Keine Frage, jede der anwesenden Frauen hätte nichts dagegen gehabt, Mutter seiner Kinder zu werden.

Traumverloren sah sich Eva, Hand in Hand mit dem Grafen, stolz und glücklich das ausgelassene Toben der Kinder beobachten. Sie sah, wie er sie zärtlich umarmte und küsste, bevor er sich quietschvergnügt dem Spiel seiner Kinder anschloss. Sie sah sich ins Haus zurückkehren, einen Korb mit frisch geschnittenen Rosen in der Hand. Wohlig kuschelte sie sich tiefer in den Sessel. Das Leben war so schön. Ihr war, als sei soeben eine Sonne aufgegangen, eine Sonne, von deren Vorhandensein sie bisher nichts geahnt hatte und deren warmes Licht nun umso heller erstrahlte. Das Räuspern des aufmerksamen Butlers, der unauffällig umherging und Wünsche erfüllte, noch bevor sie ausgesprochen wurden, brachte Eva wieder zurück. Über sich selbst erstaunt, schüttelte sie den Kopf. Was war das nur für ein Unsinn? Der Graf war doch gewiss kein Mann für sie, auch wenn sein Anblick sie entzückte, so wie alle anderen Frauen in diesem Augenblick auch. Alles nur Show, ganz sicher. Sie setzte sich aufrecht in den Sessel, doch die Sonne, die er in ihrem Herzen hatte aufgehen lassen, erlosch nicht.
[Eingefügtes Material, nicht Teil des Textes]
PR #3608, opened 2021-11-25
🧼 🪣  Polishing of the ApolloResponse API

martinbonnin:
Add `ApolloResponse.Builder`

For this, I had to make `D` invariant in `ApolloResponse<D>`. I'm not sure why it was made covariant in the first place and can't find a use case where there would be an inheritance relation between two `Operation.Data` so I think this is ok.

### DIFF
--- a/apollo-api/src/commonMain/kotlin/com/apollographql/apollo3/api/ApolloResponse.kt
+++ b/apollo-api/src/commonMain/kotlin/com/apollographql/apollo3/api/ApolloResponse.kt
@@ -8,7 +8,7 @@ import kotlin.jvm.JvmName
 /**
  * Represents a GraphQL response. GraphQL responses can be be partial responses so it is valid to have both data != null and errors
  */
-class ApolloResponse<D : Operation.Data> @Deprecated("Please use ApolloRequest.Builder methods instead. This will be removed in v3.0.0.") constructor(
+class ApolloResponse<D : Operation.Data> @Deprecated("Please use ApolloResponse.Builder methods instead. This will be removed in v3.0.0.") constructor(
     @JvmField
     val requestUuid: Uuid,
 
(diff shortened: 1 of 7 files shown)


apollo-api/src/commonMain/kotlin/com/apollographql/apollo3/api/ApolloResponse.kt
```diff
@@ -8,15 +8,15 @@ import kotlin.jvm.JvmName
 /**
  * Represents a GraphQL response. GraphQL responses can be be partial responses so it is valid to have both data != null and errors
  */
-class ApolloResponse<out D : Operation.Data>(
+class ApolloResponse<D : Operation.Data> @Deprecated("Please use ApolloRequest.Builder methods instead. This will be removed in v3.0.0.") constructor(
```
BoD, line 11:
```suggestion
class ApolloResponse<D : Operation.Data> @Deprecated("Please use ApolloResponse.Builder methods instead. This will be removed in v3.0.0.") constructor(
```

apollo-api/src/commonMain/kotlin/com/apollographql/apollo3/api/ApolloResponse.kt
```diff
@@ -78,24 +78,51 @@ class ApolloResponse<out D : Operation.Data>(
...
-    @Suppress("UNCHECKED_CAST")
-    return ApolloResponse(
-        requestUuid,
-        operation,
-        data as D?,
-        errors,
-        extensions,
-        executionContext
-    )
+  @Deprecated("Please use ApolloRequest.Builder methods instead. This will be removed in v3.0.0.")
```
BoD, line 81:
```suggestion
  @Deprecated("Please use ApolloResponse.Builder methods instead. This will be removed in v3.0.0.")
```

BoD (approved):
👍

apollo-api/src/commonMain/kotlin/com/apollographql/apollo3/api/ApolloResponse.kt
martinbonnin: Good catch 🙏

PR #3609, opened 2021-11-25
🧼 🪣  Polishing of the CompiledGraphQL API

martinbonnin:
- use the same Builder pattern as everywhere else
- remove some companion objects


BoD (approved):
🧼

PR #3610, opened 2021-11-25
🧼🪣  Misc apollo-api polishing

martinbonnin:
- remove default parameters for Error
- add FileUpload.create compat
- added compat errors for `Response` and `ScalarTypeAdapters`

### DIFF
--- a/apollo-api/src/commonMain/kotlin/com/apollographql/apollo3/api/Version2CustomTypeAdapter.kt
+++ b/apollo-api/src/commonMain/kotlin/com/apollographql/apollo3/api/Version2CustomTypeAdapter.kt
@@ -2,6 +2,8 @@
 
 package com.apollographql.apollo3.api
 
+import com.apollographql.apollo3.annotations.ApolloInternal
+import com.apollographql.apollo3.api.internal.Version2CustomTypeAdapterToAdapter
 import kotlin.jvm.JvmField
 import kotlin.jvm.JvmStatic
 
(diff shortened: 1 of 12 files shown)


apollo-api/src/commonMain/kotlin/com/apollographql/apollo3/api/Version2CustomTypeAdapter.kt
```diff
@@ -51,3 +53,19 @@ sealed class CustomTypeValue<T>(@JvmField val value: T) {
     }
   }
 }
+
+/**
+ * A replica of Apollo Android v2's ScalarTypeAdapters, to ease migration from v2 to v3.
```
BoD, line 58: Nitpick: not sure 'ease migration' is the right word for this one since it will throw - OTOH I don't have a better wording either :)

apollo-api/src/jvmMain/kotlin/com/apollographql/apollo3/api/FileUpload.kt
```diff
@@ -5,8 +5,7 @@ import okio.buffer
 import okio.source
 import java.io.File
 
-fun Upload.Companion.fromFile(file: File, contentType: String) = object : Upload {
-  override val contentType = contentType
+class FileUpload(private val file: File, override val contentType: String) : Upload {
```
BoD, line 8: However the `fromFile` naming was consistent with the other `fromXyz` methods in the `Upload` interface.

martinbonnin: True. I was thinking of changing them to things like `ByteStringUpload` like for HttpBody https://github.com/apollographql/apollo-android/blob/f5eb27ade6185544bfa2958bfda6671172ca3b66/apollo-api/src/commonMain/kotlin/com/apollographql/apollo3/api/http/ByteStringHttpBody.kt#L7

I don't think we have a lot of `fromXyz` and TBH I don't like them too much because they:

1 create a asymmetry between the builtin implementation vs others that can be defined in other modules
2 break the typing flow

Having `ByteStringUpload` also breaks the typing flow but at least it makes it easy to see all implementations of a given interface. 

If we wanted things to be even more fluent, we could then add things like `fun String.toUpload(): Upload`. This is what we do in `apollo-ast` but I'm hesitant doing this on super common types like `String`

BoD: Yes, making the same change on the other ones is 👍 

(ps: you probably didn't forget, but just in case, reminder to impact the Upload doc 😊)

"Wie dem auch sei, fest steht auf jeden Fall, historisch beweisbar, dass die Rotensteins und jene in aller Welt berühmt-berüchtigte Familie Dracula einst gemeinsame Wurzeln hatten. Fest steht auch, dass die unglückselige Verquickung von Wahrheit, Dichtung und Familienzwist letztendlich dazu führte, dass im 16. Jahrhundert die Burg von aufgebrachten Dorfbewohnern angezündet wurde und fast vollständig ausbrannte. Von diesen unerfreulichen Dingen will ich Ihnen jedoch nicht berichten, sondern ich werde Ihnen die Geschichte von zwei jungen Menschen erzählen, die zur Zeit dieses unseligen Ereignisses auf der Burg zusammentrafen. Eine Liebesgeschichte also, und ich will beginnen mit den Worten: Es war einmal vor langer Zeit, als das Wünschen noch geholfen hatte, Wunder zu bewirken …" Der Graf lachte unbekümmert und mit offenem Mund. Durch die vorhergegangenen Erläuterungen aufmerksam geworden konnte man nicht übersehen, dass seine Eckzähne, bei genauem Hinsehen versteht sich, ziemlich spitz und ziemlich lang waren. Man musste allerdings zugeben, dass an einem anderen Ort und zu einer anderen Zeit ein flüchtiger Blick auf seine Zähne niemals etwas Auffälliges entdeckt hätte.